• _Exercise instructions_
Read through the data, and wherever a line holds the word "type", write that line out.

START Data for review

PR #686, opened 2022-06-03
refactor: add union type to ViewportSlot

RudyBlack:
## Details
Sometimes ViewportSlot has only one children such as Plugin Pagination. 
So I think ViewportSlot children type must be React.ReactElement[] or React.ReactElement.

image

### DIFF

END Data for review

• _Exercise result_
refactor: add union type to ViewportSlot
So I think ViewportSlot children type must be React.ReactElement[] or React.ReactElement.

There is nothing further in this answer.